* [Brief]: Which lines in the records below contain the word "waits"? Report each of them.

Recorded information Start Marker

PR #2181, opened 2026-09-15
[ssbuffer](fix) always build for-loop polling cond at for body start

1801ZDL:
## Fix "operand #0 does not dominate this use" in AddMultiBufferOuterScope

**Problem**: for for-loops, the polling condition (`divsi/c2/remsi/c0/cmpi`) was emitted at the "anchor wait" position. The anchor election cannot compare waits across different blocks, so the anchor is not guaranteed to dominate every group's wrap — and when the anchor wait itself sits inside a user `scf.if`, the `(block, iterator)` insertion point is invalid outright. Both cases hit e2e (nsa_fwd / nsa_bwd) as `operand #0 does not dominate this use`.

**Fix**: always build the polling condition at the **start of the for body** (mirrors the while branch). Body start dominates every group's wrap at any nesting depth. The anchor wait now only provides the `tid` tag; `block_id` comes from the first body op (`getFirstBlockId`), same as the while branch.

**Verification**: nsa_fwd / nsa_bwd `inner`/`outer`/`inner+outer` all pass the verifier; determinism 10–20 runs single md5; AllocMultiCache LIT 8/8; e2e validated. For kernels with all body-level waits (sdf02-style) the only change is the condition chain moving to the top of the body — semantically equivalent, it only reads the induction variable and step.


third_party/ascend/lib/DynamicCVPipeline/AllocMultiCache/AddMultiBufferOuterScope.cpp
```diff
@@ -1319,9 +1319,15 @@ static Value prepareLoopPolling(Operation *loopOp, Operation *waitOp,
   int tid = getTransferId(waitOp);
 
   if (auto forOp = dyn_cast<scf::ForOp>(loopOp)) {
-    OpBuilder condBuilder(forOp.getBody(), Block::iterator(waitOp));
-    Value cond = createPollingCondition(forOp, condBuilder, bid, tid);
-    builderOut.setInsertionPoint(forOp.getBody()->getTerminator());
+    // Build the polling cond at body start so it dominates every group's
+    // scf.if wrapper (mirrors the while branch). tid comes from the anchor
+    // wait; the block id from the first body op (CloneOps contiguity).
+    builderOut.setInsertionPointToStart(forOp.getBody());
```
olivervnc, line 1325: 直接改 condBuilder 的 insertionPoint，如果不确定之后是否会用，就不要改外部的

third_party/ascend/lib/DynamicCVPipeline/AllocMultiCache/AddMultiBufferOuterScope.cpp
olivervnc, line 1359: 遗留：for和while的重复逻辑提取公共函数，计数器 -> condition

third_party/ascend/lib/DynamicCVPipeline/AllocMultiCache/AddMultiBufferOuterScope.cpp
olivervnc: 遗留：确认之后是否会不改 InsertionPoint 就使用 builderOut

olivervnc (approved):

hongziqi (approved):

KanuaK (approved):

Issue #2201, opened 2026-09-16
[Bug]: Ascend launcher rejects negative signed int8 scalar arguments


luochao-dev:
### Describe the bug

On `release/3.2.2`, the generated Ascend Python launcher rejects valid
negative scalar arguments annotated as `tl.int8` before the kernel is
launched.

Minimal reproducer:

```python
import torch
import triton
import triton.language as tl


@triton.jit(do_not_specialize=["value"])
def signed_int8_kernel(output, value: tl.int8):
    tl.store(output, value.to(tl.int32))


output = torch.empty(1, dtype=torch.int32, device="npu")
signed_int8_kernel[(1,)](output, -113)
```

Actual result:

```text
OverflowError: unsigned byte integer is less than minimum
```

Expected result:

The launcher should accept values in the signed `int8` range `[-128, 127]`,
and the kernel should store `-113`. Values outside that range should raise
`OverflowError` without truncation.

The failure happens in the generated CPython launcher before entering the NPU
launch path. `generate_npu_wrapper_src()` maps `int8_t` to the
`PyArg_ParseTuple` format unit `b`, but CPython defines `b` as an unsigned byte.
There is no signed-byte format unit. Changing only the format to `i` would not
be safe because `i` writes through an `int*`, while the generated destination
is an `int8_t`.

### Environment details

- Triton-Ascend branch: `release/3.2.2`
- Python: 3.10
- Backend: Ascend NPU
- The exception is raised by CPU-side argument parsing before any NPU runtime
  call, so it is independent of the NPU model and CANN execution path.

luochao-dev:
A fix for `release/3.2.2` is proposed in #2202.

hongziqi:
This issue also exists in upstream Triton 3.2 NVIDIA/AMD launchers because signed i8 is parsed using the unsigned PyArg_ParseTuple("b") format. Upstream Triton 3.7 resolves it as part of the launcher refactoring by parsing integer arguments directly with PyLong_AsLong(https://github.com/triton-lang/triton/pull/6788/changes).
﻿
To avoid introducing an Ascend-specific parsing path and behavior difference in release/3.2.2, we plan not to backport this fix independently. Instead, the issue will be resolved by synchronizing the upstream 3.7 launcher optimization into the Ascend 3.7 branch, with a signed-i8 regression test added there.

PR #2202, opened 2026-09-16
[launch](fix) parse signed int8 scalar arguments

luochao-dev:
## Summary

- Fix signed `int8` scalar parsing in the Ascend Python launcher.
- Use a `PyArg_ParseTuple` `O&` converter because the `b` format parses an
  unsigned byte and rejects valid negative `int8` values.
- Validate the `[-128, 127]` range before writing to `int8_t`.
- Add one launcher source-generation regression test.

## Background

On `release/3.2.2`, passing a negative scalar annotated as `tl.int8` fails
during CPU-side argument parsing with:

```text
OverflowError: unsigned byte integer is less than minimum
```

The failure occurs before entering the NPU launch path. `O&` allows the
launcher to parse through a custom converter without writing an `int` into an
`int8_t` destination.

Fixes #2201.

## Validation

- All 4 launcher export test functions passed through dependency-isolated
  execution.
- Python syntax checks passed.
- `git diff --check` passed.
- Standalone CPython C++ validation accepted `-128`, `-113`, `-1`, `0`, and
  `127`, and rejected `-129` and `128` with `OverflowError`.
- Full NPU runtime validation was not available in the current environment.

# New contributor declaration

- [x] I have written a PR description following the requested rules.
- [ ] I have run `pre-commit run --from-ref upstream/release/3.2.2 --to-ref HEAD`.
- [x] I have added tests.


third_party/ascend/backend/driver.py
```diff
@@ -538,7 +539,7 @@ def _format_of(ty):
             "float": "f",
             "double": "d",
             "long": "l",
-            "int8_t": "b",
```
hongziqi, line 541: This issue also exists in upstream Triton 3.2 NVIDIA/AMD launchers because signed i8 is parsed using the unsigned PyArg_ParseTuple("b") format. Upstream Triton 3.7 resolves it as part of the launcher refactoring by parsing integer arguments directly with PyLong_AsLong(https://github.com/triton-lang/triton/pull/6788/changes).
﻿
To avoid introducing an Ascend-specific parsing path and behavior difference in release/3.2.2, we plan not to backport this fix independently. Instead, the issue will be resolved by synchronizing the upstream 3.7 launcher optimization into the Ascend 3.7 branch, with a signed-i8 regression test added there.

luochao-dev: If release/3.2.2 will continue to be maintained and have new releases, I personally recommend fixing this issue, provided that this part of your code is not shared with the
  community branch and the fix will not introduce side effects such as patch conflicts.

Recorded information End Marker

* [Answer space]:
**Problem**: for for-loops, the polling condition (`divsi/c2/remsi/c0/cmpi`) was emitted at the "anchor wait" position. The anchor election cannot compare waits across different blocks, so the anchor is not guaranteed to dominate every group's wrap — and when the anchor wait itself sits inside a user `scf.if`, the `(block, iterator)` insertion point is invalid outright. Both cases hit e2e (nsa_fwd / nsa_bwd) as `operand #0 does not dominate this use`.
**Verification**: nsa_fwd / nsa_bwd `inner`/`outer`/`inner+outer` all pass the verifier; determinism 10–20 runs single md5; AllocMultiCache LIT 8/8; e2e validated. For kernels with all body-level waits (sdf02-style) the only change is the condition chain moving to the top of the body — semantically equivalent, it only reads the induction variable and step.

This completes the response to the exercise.